PR #294, opened 2018-07-05
introduce a ProvisionerStrategy to provision a node without delay

ndeloof:
the standard `NodeProvisioner.Strategy` has been implemented to avoid over-provisioning, mostly designed at a time EC2 instances where billed by hours, which means we didn't wanted to get an extra one while jenkins might soon have available executors.
As EC2 is now billed by the minute we can just provision a new node when we miss one without delay, in worse case it will stay for few minutes then be terminated.

### DIFF
--- a/src/main/java/hudson/plugins/ec2/AmazonEC2Cloud.java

__Problem to solve__:
Report every line of the data above that contains the string "delay" by copying it in full.

__Exercise output__:
introduce a ProvisionerStrategy to provision a node without delay
As EC2 is now billed by the minute we can just provision a new node when we miss one without delay, in worse case it will stay for few minutes then be terminated.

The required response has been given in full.